Task item = Below are records; quote them exactly from the first line through the line that contains "### LINKED ISSUE".

Data for processing =

^^^^

PR #7000, opened 2019-03-12
Fix guest users being ignored.

### LINKED ISSUE #6987: Guests who join before moderator are ignored
Currently we require that the moderator is logged in prior to guests entering. If guests enter, the moderator is never prompted to approve/deny them and they are staying forever on 'waiting page'.

When moderator logs in, populate waiting users list

Tainan404:
Closes #6987.


capilkey:
You should only need to request the guest users if bbb-html5 restarts. By adding a handler for the `GetGuestsWaitingApprovalRespMsg` you will be updating the collection any time a Flash moderator logs in.

It looks like the actual fix is just the removal of the filter.

Tainan404:
> You should only need to request the guest users if bbb-html5 restarts. By adding a handler for the `GetGuestsWaitingApprovalRespMsg` you will be updating the collection any time a Flash moderator logs in.
> 
> It looks like the actual fix is just the removal of the filter.

Fixed it

bigbluebutton-html5/imports/api/users/server/handlers/userJoined.js
```diff
@@ -1,10 +1,20 @@
...
 
 export default function handleUserJoined({ body }, meetingId) {
   const user = body;
   check(user, Object);
+  const hasUsers = Users.find({
+    clientType: 'HTML5',
+    connectionStatus: 'online',
+    guest: false,
+    meetingId,
+  }).fetch().length > 0;
```
antobinary: `.count` rather than `fetch().length`

bigbluebutton-html5/imports/api/users/server/handlers/userJoined.js
```diff
@@ -1,10 +1,20 @@
...
 
+  if (!hasUsers) {
+    Meteor.call('requestGuestUsers', meetingId, user.intId);
```
antobinary: Why are we using meteor calls from for server<->server calls?
I would expect

```
import requestGuestUsers from methods/requestGuestUsers.js
requestGuestUsers(meetingId, user.intId);
```

Technically it does the same as the Meteor.call but so far we have used these calls only for client->server with some identifiers passed

bigbluebutton-html5/imports/api/guest-users/server/eventHandlers.js
```diff
@@ -1,6 +1,8 @@
 import RedisPubSub from '/imports/startup/server/redis';
 import handleGuestApproved from './handlers/guestApproved';
+import { processForHTML5ServerOnly } from '/imports/api/common/server/helpers';
 import handleGuestsWaitingForApproval from './handlers/guestsWaitingForApproval';
 
+RedisPubSub.on('GetGuestsWaitingApprovalRespMsg', processForHTML5ServerOnly(handleGuestsWaitingForApproval));
```
oswaldoacauan: Would be better to export the `handleGuestsWaitingForApproval` with the enhancer `processForHTML5ServerOnly` already applied (if that's make sense)

bigbluebutton-html5/imports/api/users/server/handlers/userJoined.js
```diff
@@ -1,10 +1,20 @@
...
 
 export default function handleUserJoined({ body }, meetingId) {
   const user = body;
   check(user, Object);
+  const hasUsers = Users.find({
+    clientType: 'HTML5',
+    connectionStatus: 'online',
+    guest: false,
+    meetingId,
+  }).count() > 0;
```
oswaldoacauan: useless `> 0`

bigbluebutton-html5/imports/api/guest-users/server/eventHandlers.js
Tainan404: doesn't make sens in this case the same function is used to `GetGuestsWaitingApprovalRespMsg` and `GuestsWaitingForApprovalEvtMsg` and  would triggered unnecessary in second message

antobinary:
Closing in favor of #7177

^^^^

Task solution =
PR #7000, opened 2019-03-12
Fix guest users being ignored.

### LINKED ISSUE #6987: Guests who join before moderator are ignored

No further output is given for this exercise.